You’re done testing when your testers say they’re done

Another answer is that you’re done when the test team says they’re done. When all of the static analysis findings have been reviewed and corrected. When all of the automated tests pass. When the testers have made sure that all features that are supposed to be complete were completed and secure, finished their test checklists, made sure that the software is usable and checked for fit-and-finish, tested for performance and stability, made sure that the deployment and rollback steps work, and completed enough exploratory testing that they’ve stopped finding interesting bugs, and the bugs that they have found (the important ones at least) have all been fixed and re-checked.

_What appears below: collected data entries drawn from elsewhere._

PR #985, opened 2022-07-07
FT-160 feat: save token sort order in metadata

LiamMartens:
This now includes the UI for sorting


LiamMartens:
Note to self: need fix coverage

package.json
```diff
@@ -7,7 +7,7 @@
   "scripts": {
     "build-css": "postcss src/app/styles/tailwind.css -o src/app/styles/main.css",
     "watch-css": "postcss src/app/styles/tailwind.css -o src/app/styles/main.css -w",
-    "watch-js": "webpack --mode=development --watch",
+    "watch-js": "cross-env LAUNCHDARKLY_FLAGS=tokenThemes,gitBranchSelector,multiFileSync webpack --mode=development --watch",
```
six7, line 10: Can we remove this? I'd rather have flags be license key dependent so we can test things as they are in the real world

six7 (changes requested):
Getting `Error pushing to GitHub TypeError: Cannot read properties of undefined (reading 'forEach')` when trying to push changes to GitHub.

Also getting the same error for GitLab: `Error pushing to GitLab TypeError: Cannot read properties of undefined (reading 'forEach')`

And ADO: `Error pushing to ADO TypeError: Cannot read properties of undefined (reading 'forEach')`

six7 (approved):
Nice! 🎉

PR #992, opened 2022-07-08
modify typography place holder

swordEdge:


LiamMartens (approved):

src/app/components/SingleTypographyDownShiftInput.tsx
```diff
@@ -34,7 +34,7 @@ export default function SingleTypographyDownShiftInput({
       handleChange={onChange}
       setInputValue={handleBoxshadowDownShiftInputChange}
       placeholder={
-        name === 'color' ? '#000000, hsla(), rgba() or {alias}' : 'Value or {alias}'
+        name === 'color' ? `${name} #000000, hsla(), rgba() or {alias}` : `${name} value or {alias}`
```
six7, line 37:
```suggestion
        `${name} value or {alias}`
```

as we are in `SingleTypographyDownShiftInput.tsx` this is never going to be `color`. We can remove that check for `color`.

six7 (changes requested):

LiamMartens (approved):

PR #1321, opened 2020-01-20
E6001: Fn::Transform can be used in output values

pitkley:
*Description of changes:*

cfn-lint v0.27.0 threw an error on a working template of ours, stating that `Fn::Transform` is not an allowed function for an `Output` `Value`. Transforms are actually working just fine in outputs, hence my addition of the function to the `valid_funcs` list.

Please let me know if anything is missing!

-----


pitkley:
Thanks for the quick merge, @kddejong! :+1:

kddejong:
thanks for the PR.  I'll try to get a patched version out during my afternoon.

PR #1334, opened 2020-01-29
Add python 3.8 support

chenrui333:
*Description of changes:*

Add python 3.8 support


kddejong:
This looks good to me.  Thanks for doing this.

chenrui333:
@kddejong I just found that you did the similar thing in #1289, but i guess we can take a granular step of add/delete.

kddejong:
exactly.  Completely cool with that approach.  I need to do some more planning on the 3.4 side of the world anyways.

chenrui333:
Totally agree!

kddejong:
@chenrui333 looks like an issue outside of your control.  I'll try to get a fix in shortly then get this in after.

chenrui333:
Thanks @kddejong!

This of course assumes that they tested the right things – that they understood the business requirements and priorities, and found most of the interesting and important bugs in the system. But how do you know that they’ve done a good job?

What a lot of testers do is black box testing, which falls into two different forms:

Scripted functional and acceptance testing, manual and automated – how good the testing is depends on how complete and clear the requirements are (which is a challenge for small Agile teams working through informal requirements that keep changing), and how much time the testers have to plan out and run their tests.
Unscripted behavioural or exploratory manual testing – depends on the experience and skill of the tester, and on their familiarity with the system and their understanding of the domain.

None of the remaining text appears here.